If one could sum up the event in one phrase, it would be that this was an event leaning into our energy future. This conversation was about the growing substitution of networked intelligence and improved technologies for the old fossil-fuel economy.

The day kicked off with Mike Tinskey, director of Ford’s Vehicle and Infrastructure program, posing a very basic and profound question to the assembled audience: “Are we in evolutionary or revolutionary times?”

Most agreed we are in a revolutionary period. Tinskey outlined where he and Ford Motor Company see the world going. Technology and evolving customer behavior are driving change, creating a world where cars will be smarter, electrified, and networked. Ford intends to move with the pace of the revolution, and to collaborate with partners to make this happen.

Panel discussions addressed a broad range of questions around the future we are creating. A panel addressing the future of transportation included Tinskey, Professor Dan Kammen of the University of California at Berkeley, and Dr. Sunil Chhaya of the Electric Power Research Institute.

The general consensus was that electric vehicle numbers will continue to grow, and that EVs will eventually be networked to provide optimized balancing services within the electric power grid. Not surprisingly, California —  with 40 percent of the country’s fleet and aggressive adoption policies — is expected to lead the way. The epic recent crash in oil prices elicited relatively little concern, as most felt it was a distraction and a short-term correction to a market with a product in finite supply.

The next panel, moderated by John Gartner of Navigant, included Zipcar Chief Marketing Officer Brian Harrington, CALSTART CEO John Boesel, and Sudipto Aich of Ford’s Silicon Valley office.

The conversation centered around emerging consumer trends and the sharing economy. A few developments became clear. The connected lifestyle of millennials is helping to drive product development and consumption patterns. Sharing of resources is likely to become more prevalent. Devices will increasingly communicate with us and provide feedback, often through our mobile devices.

Seven TED-type presentations followed, with some speakers looking into the near future, and others peering further out, daring us to stretch our imaginations. Five trends emerged with clarity here as well:

· A shift in the concept of what is public transit and what is private may change.

· Bike and scooter and car-sharing networks are growing more pervasive and convenient.

· Solar companies are no longer just the folks who put panels on your rooftop — they intend to become energy service companies. They are now offering batteries to complement their solar offerings, and someday may have more interaction with your electric vehicle as well.

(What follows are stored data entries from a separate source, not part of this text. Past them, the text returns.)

PR #2592, opened 2022-08-29
feat: folder CRUD module

leopuleo:
## Changes
With this PR we AIM to add a new folder CRUD module to handle folder-related operations. This is part of the wider context ACO -> Advanced Content Organisation.

## How Has This Been Tested?

Jest and manually

## Documentation

Not needed at the moment.


packages/api-folders-so-ddb/src/definitions/entities.ts
```diff
@@ -0,0 +1,90 @@
...
+        },
+        createdBy: {
+            type: "map"
+        },
+        tenant: {
+            type: "string"
+        },
+        locale: {
+            type: "string"
+        },
```
Pavel910: Let's store these into a `data` field, so it's easy to extend via plugins. We made this mistake of having individual fields several times, and it's super difficult to extend. Let's go with the approach which makes it easy to extend, so just put all folder related properties into a `data` map. An example: `packages/api-prerendering-service-so-ddb/src/definitions/render.ts:32`

packages/api-folders-so-ddb/src/definitions/entities.ts
```diff
@@ -0,0 +1,90 @@
...
+
+export const createEntryEntity = (table: Table, attributes: Attributes = {}) => {
+    return createEntity(ENTITIES.ENTRY, table, {
+        id: {
+            type: "string"
+        },
+        folderId: {
+            type: "string"
+        },
+        eId: {
```
Pavel910: Let's use full words, like `entryId`, to make it clear what this attribute is.

And also, same as with the `folder` entity, replace all attributes with a simple `data` map.

packages/api-folders-so-ddb/src/index.ts
```diff
@@ -0,0 +1,303 @@
...
+                    const response = await entities.folders.get(
+                        createFolderKeys({ id, tenant, locale })
+                    );
+                    if (response.Item) {
+                        result = response.Item;
+                    }
+                } else if (slug) {
+                    result = await queryOne({
+                        entity: entities.folders,
+                        partitionKey: `T#${tenant}#L#${locale}#CATEGORY#${category}#FOLDERS`,
```
Pavel910: Maybe extract this into a utility function? This string is constructed 3 times in this single file. And for Entries as well.

packages/api-folders/package.json
```diff
@@ -0,0 +1,45 @@
+{
```
Pavel910, line 1: Set `private: true`

packages/api-folders-so-ddb/package.json
```diff
@@ -0,0 +1,49 @@
+{
+  "name": "@webiny/api-folders-so-ddb",
```
Pavel910, line 2: Set `private: true`

packages/api-folders/src/context/entries.ts
```diff
@@ -0,0 +1,166 @@
...
+import { validation } from "@webiny/validation";
+
+import { FoldersConfig, Entry, ListEntriesParams, EntryInput, IEntries } from "~/types";
+
+const CreateDataModel = withFields({
+    id: string({ validation: validation.create("required") }),
+    folderId: string({ validation: validation.create("required") }),
+    tenant: string({ validation: validation.create("required") }),
+    locale: string({ validation: validation.create("required") })
+})();
```
Pavel910: We want to retire `commodo`, so let's use this opportunity and switch to Joi. You can find an example here: https://github.com/webiny/webiny-js/blob/next/packages/api-mailer/src/crud/mailer/onBeforeSend.ts#L9

packages/api-folders/src/context/folders.ts
```diff
@@ -0,0 +1,174 @@
...
+    slug: string({ validation: validation.create("required,minLength:3") }),
+    category: string({ validation: validation.create("required,in:page:cms:file") }),
+    tenant: string({ validation: validation.create("required") }),
+    locale: string({ validation: validation.create("required") })
+})();
+
+const UpdateDataModel = withFields({
+    name: string({ validation: validation.create("minLength:3") }),
+    slug: string({ validation: validation.create("minLength:3") })
+})();
```
Pavel910: Same here, let's switch to Joi.

packages/api-folders/src/context/index.ts
```diff
@@ -0,0 +1,14 @@
+import createEntriesContext from "./entries";
+import createFoldersContext from "./folders";
+
+import { Folders, FoldersConfig } from "~/types";
+
+export default async (config: FoldersConfig): Promise<Folders> => {
```
Pavel910: Let's use a named export here, `createContext`, because we're exporting a function, and IDE can find usages reliably, and it also helps with refactors. In general, we're trying to avoid default exports/imports on functions/components, and when you see it in the existing code, it was a bad decision made in the past years.

packages/api-folders/src/graphql/entries.gql.ts
```diff
@@ -0,0 +1,96 @@
+import { Response, ErrorResponse } from "@webiny/handler-graphql/responses";
+import { GraphQLSchemaPlugin } from "@webiny/handler-graphql/plugins/GraphQLSchemaPlugin";
+import { FoldersContext } from "~/types";
+
+export default new GraphQLSchemaPlugin<FoldersContext>({
+    typeDefs: /* GraphQL */ `
+        type Entry {
+            id: ID!
+            eId: ID!
```
Pavel910: Mke this `entryId`

packages/api-folders/src/index.ts
```diff
@@ -0,0 +1,51 @@
...
+            getLocaleCode,
+            getIdentity
+        });
+    });
+};
+
+export const createFoldersGraphQL = () => {
+    return new ContextPlugin<FoldersContext>(context => {
+        context.plugins.register(graphqlPlugins);
+    });
```
Pavel910: You don't need to have a ContextPlugin to register GraphQL plugins. Simply return `graphqlPlugins`, like this:

```
export const createFoldersGraphQL = () => {
    return graphqlPlugins;
}
```

packages/api-folders/src/types.ts
```diff
@@ -0,0 +1,173 @@
...
+    sort: string[];
+}
+
+export type StorageOperationsCreateFolderParams = CreateFolderParams;
+export type StorageOperationsUpdateFolderParams = UpdateFolderParams;
+export type StorageOperationsDeleteFolderParams = DeleteFolderParams;
+
+export interface Entry {
+    id: string;
+    eId: string;
```
Pavel910: Replace all `eId` with `entryId`.

Pavel910 (changes requested):

packages/api-folders/src/context/folders.ts
```diff
@@ -0,0 +1,167 @@
...
+});
+
+export const createFoldersContext = async ({
+    getTenantId,
+    getLocaleCode,
+    getIdentity,
+    storageOperations
+}: FoldersConfig): Promise<IFolders> => {
+    const tenant = getTenantId();
+    const locale = getLocaleCode();
```
Pavel910: Getting these values here will cause issues if you switch tenants during a single request lifecycle, because they will never get updated, and data will be stored to the wrong tenant. These functions should be called within each CRUD methods individually.

packages/api-folders/src/context/links.ts
```diff
@@ -0,0 +1,155 @@
...
+});
+
+export const createLinksContext = async ({
+    getTenantId,
+    getLocaleCode,
+    getIdentity,
+    storageOperations
+}: FoldersConfig): Promise<ILinks> => {
+    const tenant = getTenantId();
+    const locale = getLocaleCode();
```
Pavel910: Same as in the previous comment; move these into every CRUD method.

packages/api-folders/src/types.ts
```diff
@@ -0,0 +1,178 @@
...
+    id: string;
+    type: string;
+    displayName: string | null;
+}
+
+export enum Type {
+    PAGE = "page",
+    CMS = "cms",
+    FILE = "file"
+}
```
Pavel910: The issue with this is that you're hardcoding these 3 values, which implicitly makes this package aware of _where_ it's going to be used. Let's not use enums for this; if we do, we won't be able to use this `api-folders` with any other app, unless we add a new enum value.

packages/api-folders/src/types.ts
```diff
@@ -0,0 +1,178 @@
...
+
+export interface Folder {
+    id: string;
+    name: string;
+    slug: string;
+    type: Type;
```
Pavel910: Make this be a simple `string`.

packages/api-folders/src/types.ts
```diff
@@ -0,0 +1,178 @@
...
+}
+
+export type FolderInput = Pick<Folder, "name" | "slug" | "type" | "parentId">;
+
+export interface GetFolderParams {
+    id: string;
+}
+
+export interface ListFoldersWhere {
+    type: Type;
```
Pavel910: `string`

packages/api-folders/src/types.ts
```diff
@@ -0,0 +1,178 @@
...
+}
+
+export interface DeleteFolderParams {
+    folder: Folder;
+}
+
+export interface StorageOperationsGetFolderParams {
+    id?: string;
+    slug?: string;
+    type?: Type;
```
Pavel910: `string`

packages/api-folders/src/graphql/base.gql.ts
```diff
@@ -0,0 +1,54 @@
...
+        type FolderBooleanResponse {
+            data: Boolean
+            error: FolderError
+        }
+
+        enum FolderType {
+            page
+            cms
+            file
+        }
```
Pavel910: Remove this type and use `String`; I explained the reason in the types file below.

packages/api-folders/src/types.ts
```diff
@@ -0,0 +1,178 @@
...
+    link: Link;
+}
+
+export interface DeleteLinkParams {
+    link: Link;
+}
+
+export interface StorageOperationsGetLinkParams {
+    id?: string;
+    eId?: string;
```
Pavel910: `entryId`

Pavel910 (changes requested):

packages/api-folders-so-ddb/src/operations/folders.ts
```diff
@@ -0,0 +1,174 @@
...
+
+export const createFoldersStorageOperations = (
+    entity: Entity<any>,
+    table: Table
+): FoldersStorageOperations => {
+    const createFolderGsiPartitionKey = ({
+        tenant,
+        locale,
+        type
+    }: Pick<Folder, "tenant" | "locale" | "type">) => `T#${tenant}#L#${locale}#FOLDERS#${type}`;
```
Pavel910: Convert this into a proper `return` as well :)

packages/api-folders-so-ddb/src/operations/folders.ts
```diff
@@ -0,0 +1,174 @@
...
+
+    const createFolderGsiSearchKey = ({ slug, parentId }: Pick<Folder, "slug" | "parentId">) => {
+        return ((!!parentId && `${parentId}#`) || "") + slug;
```
Pavel910: This is quite unreadable; I suggest we rewrite it like this:

```
return [parentId, slug].filter(Boolean).join("#");
```

Pavel910 (changes requested):
@leopuleo 2 tiny changes and we're done with this! 👍

Pavel910 (approved):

· The driverless car is probably just a matter of time.

· New homes will eventually be net zero and high-efficient as a matter of course, and we will know the operating costs of a house the same way we think about miles per gallon for cars today.

Finally, the entire network of assets, whether electric scooters, charging stations, or EVs and solar panels, will be networked. At the hub of this? The individual’s phone, which will serve as a mobile platform for individual connectivity to a greater network while offering control over a universe of devices.

The EnTransit gathering also included an Immersion Hour where participants could experience different technologies. These included the Ford Fiesta with EcoBoost (43 highway mpg), the electric Focus and Fusion Energi. Ford’s self-parking feature impressed those who tried it. Some participants took rides around the block on the Ford-labeled electric bike by Pedego.

Meanwhile, others donned virtual reality glasses for the simulated experience of motoring in Ford vehicles at various locations around the world. Sierra Club and Zipcar reps discussed their roles and relationships in the emerging energy future.

Ford’s Futurist, Sheryl Connelly, wrapped up the event by commenting that we live in uncertain times, in the context of rapidly changing behavior and technologies. Her message to those assembled was simple: the best way to cope with an uncertain future is to create it. Many talented individuals were gathered in San Francisco this past week to discuss just that.